SP 1 Flight School Manager Sarah Oberman teaches kids ages 12 to 16 the various parts of an airplane and how to use them during the Summer Aviation Academy in Camarillo.

The sky is the limit

Future pilots get their heads in the clouds this summer in Camarillo

By Danielle Brubaker 06/28/2012

Here’s a great opportunity to get kids’ feet off the ground this summer. On June 20, Channel Islands Aviation of Ventura County hosted its first-ever Summer Aviation Academy, for kids age 12 to 16. The program will continue throughout the summer and is held at the Camarillo Airport, located at 305 Durley Ave.


The three half-day sessions (Wednesday thru Friday) will consist of both classroom lectures and hands-on activities. Teens will learn the parts of an airplane and their functions, how to pre-flight an airplane and how radio communication works, air traffic control, N-numbers and the phonetic alphabet.


They will also learn to navigate and read an aviation map, complete a 30-minute log in a flight simulator, tour the control tower, and physically fly one of the planes, with an instructor present. Throughout the summer, there will also be guest speakers coming in to talk to the students, such as a pilot from Virgin America airlines.


The idea to host this summer aviation academy sprang from the law that commercial pilots must retire from flying at the age of 65.

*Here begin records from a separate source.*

Issue #180, opened 2024-05-24
Evaluate logging for usefulness


jonavellecuerdo:
Scope improvements to logging

* @jonavellecuerdo 's [comment on `Datacite` transform](https://github.com/MITLibraries/transmogrifier/pull/178/files/bdb2c4bd95c930683f7a5b6c2499fc88fe03eebb#r1612244336) on PR #178

ehanson8:
Also evaluate the `Datacite` `publicationYear` [warning](https://github.com/MITLibraries/transmogrifier/pull/181#discussion_r1619352558), `publisher`, and `@descriptionType` warnings

PR #181, opened 2024-05-29
Add 2nd set of Datacite field methods

ehanson8:
Continue refactoring `Datacite` transform to use field methods.

Run the following command to see that the `Datacite` transform still transforms a source file:

```
pipenv run transform -i tests/fixtures/datacite/datacite_records.xml -o output/datacite-transformed-records.json -s jpal
```

NO

NO

* https://mitlibraries.atlassian.net/browse/TIMX-284

### Developer

### Code Reviewer(s)

### DIFF
--- a/tests/sources/xml/test_datacite.py
+++ b/tests/sources/xml/test_datacite.py
@@ -517,6 +517,246 @@ def test_get_contributors_transforms_correctly_if_fields_missing():
     assert Datacite.get_contributors(source_record) is None
 
 
+def test_get_dates_success():
+    source_record = create_datacite_source_record_stub(
+        """
+        <publicationYear>2017</publicationYear>
+        <dates>
+         <date dateType="Submitted">2017-02-27</date>
+         <date dateType="Updated"
+         dateInformation="This was updated on this date">2019-06-24</date>
+         <date dateType="Collected">2007-01-01/2007-02-28</date>
+        </dates>
+        """
+    )
+    assert Datacite.get_dates(source_record) == [
+        Date(kind="Publication date", value="2017"),
+        Date(kind="Submitted", value="2017-02-27"),
+        Date(kind="Updated", note="This was updated on this date", value="2019-06-24"),
+        Date(
+            kind="Collected",
+            range=DateRange(gte="2007-01-01", lte="2007-02-28"),
+        ),
+    ]
+
+
+def test_get_dates_transforms_correctly_if_fields_blank():
+    source_record = create_datacite_source_record_stub(
+        """
+        <publicationYear />
+        <dates>
+         <date />
+        </dates>
+        """
+    )
+    assert Datacite.get_dates(source_record) is None
+
+
+def test_get_dates_transforms_correctly_if_fields_missing():
+    source_record = create_datacite_source_record_stub()
+    assert Datacite.get_dates(source_record) is None
+
+
+def test_get_edition_success():
+    source_record = create_datacite_source_record_stub("<version>1.2</version>")
+    assert Datacite.get_edition(source_record) == "1.2"
+
+
+def test_get_edition_transforms_correctly_if_fields_blank():
+    source_record = create_datacite_source_record_stub("<version />")
+    assert Datacite.get_edition(source_record) is None
+
+
+def test_get_edition_transforms_correctly_if_fields_missing():
+    source_record = create_datacite_source_record_stub()
+    assert Datacite.get_edition(source_record) is None
+
+
+def test_get_file_formats_success():
+    source_record = create_datacite_source_record_stub(
+        """
+        <formats>
+         <format>application/vnd.openxmlformats-officedocument.spreadsheetml.sheet</format>
+         <format>application/pdf</format>
+         <format>application/pdf</format>
+         <format>application/vnd.openxmlformats-officedocument.spreadsheetml.sheet</format>
+         <format>application/pdf</format>
+         <format>application/x-stata-syntax</format>
+         <format>application/x-stata</format>
+         <format>application/x-stata</format>
+         <format>application/zip</format>
+         <format>application/pdf</format>
+         <format>application/pdf</format>
+        </formats>
+        """
+    )
+    assert Datacite.get_file_formats(source_record) == [
+        "application/vnd.openxmlformats-officedocument.spreadsheetml.sheet",
+        "application/pdf",
+        "application/pdf",
+        "application/vnd.openxmlformats-officedocument.spreadsheetml.sheet",
+        "application/pdf",
+        "application/x-stata-syntax",
+        "application/x-stata",
+        "application/x-stata",
+        "application/zip",
+        "application/pdf",
+        "application/pdf",
+    ]
+
+
+def test_get_file_formats_transforms_correctly_if_fields_blank():
+    source_record = create_datacite_source_record_stub("<formats><format /></formats>")
+    assert Datacite.get_file_formats(source_record) is None
+
+
+def test_get_file_formats_transforms_correctly_if_fields_missing():
+    source_record = create_datacite_source_record_stub()
+    assert Datacite.get_file_formats(source_record) is None
+
+
+def test_get_format_success():
+    assert Datacite.get_format() == "electronic resource"
+
+
+def test_get_funding_information_success():
+    source_record = create_datacite_source_record_stub(
+        """
+        <fundingReferences>
+         <fundingReference>
+          <funderName>3ie, Nike Foundation</funderName>
+          <funderIdentifier
+          funderIdentifierType="Crossref FunderID">0987</funderIdentifier>
+          <awardNumber awardURI="http://awards.example/7689">OW1/1012 (3ie)</awardNumber>
+         </fundingReference>
+        </fundingReferences>
+        """
+    )
+    assert Datacite.get_funding_information(source_record) == [
+        Funder(
+            funder_name="3ie, Nike Foundation",
+            funder_identifier="0987",
+            funder_identifier_type="Crossref FunderID",
+            award_number="OW1/1012 (3ie)",
+            award_uri="http://awards.example/7689",
+        )
+    ]
+
+
+def test_get_funding_information_transforms_correctly_if_fields_blank():
+    source_record = create_datacite_source_record_stub(
+        "<fundingReferences><fundingReference /></fundingReferences>"
+    )
+    assert Datacite.get_funding_information(source_record) is None
+
+
+def test_get_funding_information_transforms_correctly_if_fields_missing():
+    source_record = create_datacite_source_record_stub()
+    assert Datacite.get_funding_information(source_record) is None
+
+
+def test_get_identifiers_success():
+    source_record = create_datacite_source_record_stub(
+        """
+        <identifier identifierType="DOI">10.7910/DVN/19PPE7</identifier>
+        <alternateIdentifiers>
+         <alternateIdentifier alternateIdentifierType="url">https://zenodo.org/record/5524465</alternateIdentifier>
+        </alternateIdentifiers>
+        <relatedIdentifiers>
+         <relatedIdentifier relatedIdentifierType="DOI" relationType="IsCitedBy">
+         10.1257/app.20150390</relatedIdentifier>
+         <relatedIdentifier relationType="IsVersionOf">10.5281/zenodo.5524464
+         </relatedIdentifier>
+         <relatedIdentifier relatedIdentifierType="ISBN"
+         relationType="IsIdenticalTo">1234567.5524464</relatedIdentifier>
+         <relatedIdentifier relatedIdentifierType="ISBN" relationType="Other">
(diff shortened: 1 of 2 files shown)


tests/sources/xml/test_datacite.py
```diff
@@ -517,6 +517,246 @@ def test_get_contributors_transforms_correctly_if_fields_missing():
...
+def test_get_links_success(datacite_record_all_fields):
+    source_record = create_datacite_source_record_stub()
+    datacite_transformer = Datacite("jpal", datacite_record_all_fields)
+    assert datacite_transformer.get_links(source_record) == [
+        Link(
+            url="https://dataverse.harvard.edu/dataset.xhtml?persistentId=abc123",
+            kind="Digital object URL",
+            text="Digital object URL",
+        )
+    ]
```
ehanson8, line 730: This came up in Jonavelle's PR, the code requires instantiation for `self.source_base_url`, let me know if there's a better approach here. Also because this is essentially just wrapping `get_source_id`, I felt any edge case tests should probably happen around that method. But let me know if you disagree

ghukill: FWIW, I think it's fine as-is.  I'd like to continue discussing when class vs normal methods make sense, but feel like that might be something we could investigate wholesale later, then revisit these edge cases.

transmogrifier/sources/xml/datacite.py
```diff
@@ -339,6 +238,189 @@ def _get_contributors(cls, source_record: Tag) -> Iterator[timdex.Contributor]:
...
+            if validate_date(
+                publication_year,
+                cls.get_source_record_id(source_record),
+            ):
+                yield timdex.Date(kind="Publication date", value=publication_year)
+        else:
+            logger.warning(
+                "Datacite record %s missing required Datacite field publicationYear",
+                cls.get_source_record_id(source_record),
+            )
```
ghukill, line 266: I see we log a warning, but this doesn't rise to the level of skipping the record?

transmogrifier/sources/xml/datacite.py
```diff
@@ -339,6 +238,189 @@ def _get_contributors(cls, source_record: Tag) -> Iterator[timdex.Contributor]:
...
+
+    @classmethod
+    def _get_dates(cls, source_record: Tag) -> Iterator[timdex.Date]:
```
ghukill, line 269: Forgive me if we've already discussed this, but I keep tripping on this private method `_get_dates()` and it's relationship to `get_dates()`.  What about a rename to something like `_get_other_dates()`?  I realize that "other" isn't very exact, but I think it definitively differentiates from the higher level field  method `get_dates()`.

transmogrifier/sources/xml/datacite.py
```diff
@@ -339,6 +238,189 @@ def _get_contributors(cls, source_record: Tag) -> Iterator[timdex.Contributor]:
                     kind=contributor.get("contributorType") or "Not specified",
                 )
 
+    @classmethod
+    def get_dates(
```
ghukill, line 242: Commenting high up here, but I continue to have the feeling the dates logic and handling as a whole could be refactored some.   But, I think it could wait.  It feels like there are tethers to the `validate_date()` which consistently complicate the logic, and depending on how that lands, probably isn't the right time to tackel.

FWIW, I _do_ think this is a nice port into the field method approach, which is the goal here.

transmogrifier/sources/xml/datacite.py
```diff
@@ -339,6 +238,189 @@ def _get_contributors(cls, source_record: Tag) -> Iterator[timdex.Contributor]:
...
+                    value=str(identifier_element.string),
+                    kind=identifier_element.get("identifierType") or "Not specified",
+                )
+            )
+        identifiers.extend(list(cls._get_alternateidentifiers(source_record)))
+        identifiers.extend(list(cls._get_relatedidentifiers(source_record)))
+        return identifiers or None
+
+    @classmethod
+    def _get_alternateidentifiers(
```
ghukill, line 366: Maybe another underscore, ` _get_alternate_identifiers()`?

transmogrifier/sources/xml/datacite.py
```diff
@@ -339,6 +238,189 @@ def _get_contributors(cls, source_record: Tag) -> Iterator[timdex.Contributor]:
...
+            "alternateIdentifier", string=True
+        ):
+            yield timdex.Identifier(
+                value=str(alternate_identifier_element.string),
+                kind=alternate_identifier_element.get("alternateIdentifierType")
+                or "Not specified",
+            )
+
+    @classmethod
+    def _get_relatedidentifiers(
```
ghukill, line 380: Same here, maybe ` _get_related_identifiers()`?

ghukill (commented):
Overall, looking real good.  Left a couple of comments, but nothing major.  I'm finding the file, each time, easier and easier to scan.

tests/sources/xml/test_datacite.py
ehanson8: Agreed that this should be revisited globally, I'll create an issue

tests/sources/xml/test_datacite.py
```diff
@@ -517,6 +517,246 @@ def test_get_contributors_transforms_correctly_if_fields_missing():
...
+        "application/pdf",
+        "application/pdf",
+        "application/vnd.openxmlformats-officedocument.spreadsheetml.sheet",
+        "application/pdf",
+        "application/x-stata-syntax",
+        "application/x-stata",
+        "application/x-stata",
+        "application/zip",
+        "application/pdf",
+        "application/pdf",
```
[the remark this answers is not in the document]
ehanson8: Alternative approach: what about creating a function to dedupe all fields after the source record has been processed? Similar to `create_dates_and_locations_from_publishers` and `create_locations_from_spatial_subjects`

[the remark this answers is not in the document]
ghukill: A thousand times yes.  Unless we have a very good reason to, it feels like we could dedupe _all_ TIMDEX fields that are a list.  

Actually, `attrs` may really help us out here.  And/or `set`.  There are many ways we could dedupe a field, even if they are complex `attrs` classes.

transmogrifier/sources/xml/datacite.py
ehanson8: This is another `Datacite`-related warning like what @jonavellecuerdo commented about [here](https://github.com/MITLibraries/transmogrifier/pull/178/files/bdb2c4bd95c930683f7a5b6c2499fc88fe03eebb#r1612244336). I'll add it to the [issue](https://github.com/MITLibraries/transmogrifier/issues/180) because it should also likely be removed.

transmogrifier/sources/xml/datacite.py
ehanson8: What about get `_get_datacite_dates` which I think is more accurate? I could also update `_get_contributors` to `_get_datacite_contributors` since that's what originally prompted the conversation

transmogrifier/sources/xml/datacite.py
ehanson8: Agreed that this is another issue better handled globally and later on

transmogrifier/sources/xml/datacite.py
ehanson8: I was going for the actual `Datacite` element name but you're correct that `_get_alternate_identifiers` is easier to read. I'll update

tests/sources/xml/test_datacite.py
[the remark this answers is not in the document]
ehanson8: Great, created an [issue](https://github.com/MITLibraries/transmogrifier/issues/184)

transmogrifier/sources/xml/datacite.py
ghukill: Ah thanks for the reminder, I thought it had come up.  

I don't mean to be difficult, but even adding `datacite` feels odd... like we know it's datacite already.   But I don't really have a better solution.  

I suppose one unique property is that we're setting the date `kind` dynamically by the attribute `dateType`; wonder if that could come into play naming wise?  Maybe something like `_get_dates_by_datetype_attribute()`?  It's _long_... but it tells you precisely what's going on?

Or we could focus on the element used, like `_get_dates_by_date_element()`?  

Open to pushback here.  If folks are okay with `_get_dates()` and `_get_contributors()` I could be too.

ehanson8: I like `_get_dates_by_date_element`, I think I'll go with that

ehanson8:
@ghukill @jonavellecuerdo Pushed a new commit based on Graham's comments

ghukill (approved):
I dig it!  Thanks for the changes.  At this stage, they feel really understandable.  Maybe in "phase 2" we take another pass at naming, once we've seen a lot, but appreciate the changes now.

transmogrifier/sources/xml/datacite.py
```diff
@@ -339,6 +242,189 @@ def _get_contributors(cls, source_record: Tag) -> Iterator[timdex.Contributor]:
...
+                value=cls.generate_related_item_identifier_url(
+                    related_identifier_element
+                ),
+                kind=str(related_identifier_element["relationType"]),
+            )
+
+    @classmethod
+    def get_languages(cls, source_record: Tag) -> list[str] | None:
+        languages = []
+        if language := source_record.metadata.find("language", string=True):
```
jonavellecuerdo, line 406: [Non-blocking] When do we include the "_element" suffix to a variable?

* Some cases, we just use the field name:
   * [get_funding_information ](https://github.com/MITLibraries/transmogrifier/pull/181/files#diff-875ef9d9184fe0a891a9abf429a0b3187d70ef66c9908a9e0a4008cb26995afdR334)
   * get_languages
   * [get_edition](https://github.com/MITLibraries/transmogrifier/pull/181/files#diff-875ef9d9184fe0a891a9abf429a0b3187d70ef66c9908a9e0a4008cb26995afdR316)
* Other cases, we include the suffix "_element": 
   * [get_identifier](https://github.com/MITLibraries/transmogrifier/pull/181/files#diff-875ef9d9184fe0a891a9abf429a0b3187d70ef66c9908a9e0a4008cb26995afdR358) 
   * [_get_alternate_identifier](https://github.com/MITLibraries/transmogrifier/pull/181/files#diff-875ef9d9184fe0a891a9abf429a0b3187d70ef66c9908a9e0a4008cb26995afdR374-R376)

This is something I've personally been getting tripped up on in the transforms I've been working on --naming conventions assigned to `find`/`find_all` method calls. These differences don't cause any problems but consistency would be nice...

@ghukill @ehanson8

jonavellecuerdo (commented):
One small change request and a question for both of you (@ghukill and @ehanson8).

transmogrifier/sources/xml/datacite.py
ehanson8: I was using the `_element` convention where element attributes are accessed in addition to `element.string` so it probably should be used for `get_funding_information` as well. To me, it doesn't feel as necessary when we're just grabbing `element.string`. Interested in consistency as well so I want to hear everyone's thoughts

transmogrifier/sources/xml/datacite.py
```diff
@@ -339,6 +242,189 @@ def _get_contributors(cls, source_record: Tag) -> Iterator[timdex.Contributor]:
...
+
+    @classmethod
+    def get_funding_information(cls, source_record: Tag) -> list[timdex.Funder] | None:
+        funding_information = []
+        for funding_reference in source_record.metadata.find_all("fundingReference"):
+            funder = timdex.Funder()
+            if funder_name := funding_reference.find("funderName", string=True):
+                funder.funder_name = str(funder_name.string)
+            if award_number := funding_reference.find("awardNumber"):
+                funder.award_number = award_number.string or None
```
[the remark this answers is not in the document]
ehanson8: I should have made a note about this but forgot, `str(award_number.string)` returns `"None"` if there is no `.string`. However, we can't do `funding_reference.find("awardNumber", string=True)` because we're also interested in the `awardURI` attribute even if there isn't `award_number.string`. Not sure if there is a better way to handle this but decided to make a one-off exception that rule, happy to update if anyone has suggestions!

transmogrifier/sources/xml/datacite.py
ghukill: I see the thought process there @ehanson8, and I agree that consistency would be nice, but it doesn't feel like a deal breaker to me with some variation.  Given how common the convention is to a) find an element, and then b) use that element variable to extract a string _or_ an attribute value, I think the `_element` could get pretty chatty.  

It might be worth an issue?  Then we could keep moving through this refactor, but make a global pass at some point.  

In summary: I'm personally okay with variations, given different times in codebae, but an issue to revist could be nice.

jonavellecuerdo: Thanks for sharing! I'll apply that thought process as I work on other transforms, @ehanson8 .

jonavellecuerdo (approved):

“There is a forecast that by the year 2029, there will be a worldwide demand for approximately 500,000 pilots, so this generation will, hopefully, be a solution to that problem because they are the ones who will keep the aviation industry alive,” Flight School Manager Sarah Oberman said.


Many of this country’s senior pilots, from the baby boomer era, have begun turning 65 and will be retiring.


“Since a third of the work force is set to retire in the next five to 10 years, it will be difficult to find pilots to fly airliners and private aircraft, and will also affect flight schools, such as Channel Islands Aviation, and make it hard for us to find flight instructors,” Oberman said.


Mike Lozano, the chief flight instructor for the program, has worked for Channel Islands Aviation since 2005 and has been a flight instructor since 1998. According to Lozano, pilots only make up .019 percent of the United States population, and in the last decade, world population has increased, but the number of pilots has decreased.


Thus, the need to educate teens about airplanes and aviation careers developed into the call for a summer program here in Ventura County, one that is not only informational and interactive, but challenging as well.


“We build fences around airports for certain reasons, but it sort of sets up this physical, as well as a psychological, barrier that flying is not for everyone, but actually it is. Anyone can be a pilot if they’re willing to put in the hours and the work,” Lozano said.


Adam Sortomme, 16, of Newbury Park, has big dreams of becoming a pilot and getting his license to fly.


“I want the experience of doing as much as I possibly can in life, and I think learning to fly planes is a cool way to do that. So far in this program, I’ve learned a lot more than I thought I would,” Sortomme said.


On June 22, local teens flew a Cessna 172 Skyhawk airplane through the Camarillo skies.


“I loved it. When I was flying, I felt powerful, like I could do anything. Nothing could touch me or hurt me,” said Nick Mauzey, 14, of Newbury Park.


Another Newbury Park resident, 15-year-old Gary Baylis, had so much fun this week that he wouldn’t mind spending next summer in a plane as well.


“The academy this week was excellent. I learned so much. My favorite parts were the simulator and flying the plane. I would love to do this academy again,” Baylis said.


Lozano believes the program has been very successful so far.

 
“The kids are asking good questions, they’re paying attention and seem interested in learning all that they can this summer,” Lozano said.


Oberman is encouraged by how many young people are interested in aviation.


“It proves that this industry really does have a future,” Oberman said.


Oberman said that he hopes this summer academy will evolve into a youth aviation club during the regular school year, where teens can come one Saturday each month.


This summer course costs $249 per student and an additional $99 for extra flight lessons.